30.5 Supply chain risks (dependencies + generated code)

Overview and links for this section of the guide.

Goal: avoid shipping unreviewed risk

Vibe coding makes it easy to add dependencies and generate large amounts of code quickly.

That speed can hide supply chain risk:

  • dependencies with vulnerabilities,
  • dependencies with risky transitive dependencies,
  • generated code that looks correct but contains subtle security flaws,
  • copy-pasted snippets that bypass your security posture.

This page focuses on pragmatic defenses: reduce dependency footprint, review generated code, and keep the build pipeline safe.

Security posture

Treat new dependencies and generated code like untrusted contributions. Review and validate before shipping.

Dependency risks (the classic supply chain problem)

Common dependency risk categories:

  • Known vulnerabilities: published CVEs in direct or transitive dependencies.
  • Typosquatting: installing a package with a similar name to a popular one.
  • Abandoned packages: no maintenance, old vulnerabilities, broken security posture.
  • Risky install scripts: postinstall scripts that run arbitrary commands.
  • Over-broad permissions: dependencies that access the network/filesystem unnecessarily.

Practical mitigations:

  • Prefer fewer deps: choose standard library and well-known packages.
  • Pin versions: lockfiles and deterministic builds.
  • Scan dependencies: vulnerability scanning in CI.
  • Review transitive deps: especially for security-sensitive features.
  • Audit install scripts: know what runs on developer machines and CI.

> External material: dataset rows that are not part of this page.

PR #274, opened 2020-08-07
Added the ability to use multiple filters

UtechtDustin:
This PR added the ability to use multiple filters

Peek 2020-08-07 09-06


rathboma:
Damn, this is awesome. Will take a look tonight. @ghstng and I can figure out how to handle the UX of this. Might also clash with some changes we've been preparing

src/components/tableview/TableTable.vue
```diff
@@ -143,22 +154,42 @@ export default {
...
-      if (this.filter.type && this.filter.field) {
-        if (this.filter.value) {
-          this.tabulator.setFilter(
-            this.filter.field,
-            this.filter.type,
-            this.filter.value
-          );
-        } else {
-          this.tabulator.clearFilter();
+      const filterArray = JSON.parse(JSON.stringify(this.filter));
```
rathboma, line 180: why do you do this?

UtechtDustin: `this.filter` is a observer, as i already told this is my first vue application so maybe there is a better method to get the object from a observer.
I googled that and this was the solution i found :-)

Generated code risks (unique to vibe coding)

Generated code is risky because:

  • it can include insecure defaults (no auth, no rate limits, no validation),
  • it may include outdated patterns,
  • it may omit edge-case handling,
  • it may “work” but violate your security requirements.

Common insecure defaults to watch for:

  • Auth omitted: endpoints and admin actions without authentication/authorization.
  • Input validation missing: injection risks (SQL, command injection, SSRF).
  • Secrets in code: hardcoded API keys in config files.
  • Unsafe file handling: path traversal, unrestricted uploads.
  • Overly permissive CORS: exposing APIs to unintended origins.
  • Debug logging: logging full requests/responses in production.
“It compiles” is not a security check

Generated code often compiles and runs while still being insecure. You need review checklists, tests, and scanning.

Process controls that reduce risk

Process controls that fit vibe coding (fast, repeatable):

  • Diff-only changes: avoid huge unreviewable rewrites.
  • Dependency gate: require explicit approval for adding new dependencies.
  • Security checklist in PRs: auth, validation, logging, secrets.
  • Static analysis and linters: baseline checks for common mistakes.
  • Secret scanning: prevent committing secrets.
  • Threat model review: for features that add tools or handle sensitive data.

Practical checklist

  • Dependencies: minimize, pin versions, scan for vulnerabilities.
  • Generated code: review for auth, validation, rate limits, logging.
  • Build pipeline: avoid executing untrusted scripts; keep CI secrets safe.
  • Secrets: never hardcode; scan commits; rotate when exposed.
  • Testing: add security-relevant tests (permissions, input validation, refusal flows).